[Stored data]

PR #1557, opened 2019-10-09
Update concept documentation

b-abel:
This PR contains various updates and improvements to the concept pages in the documentation. To make the review easier it is split into separate commits.

### DIFF
--- a/site/documentation/content/concepts/device-identity.md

## YOUR TASK:
Among the entries above, some lines may hold the string "documentation". State how many, and give nothing but the number.

## REPLY:
3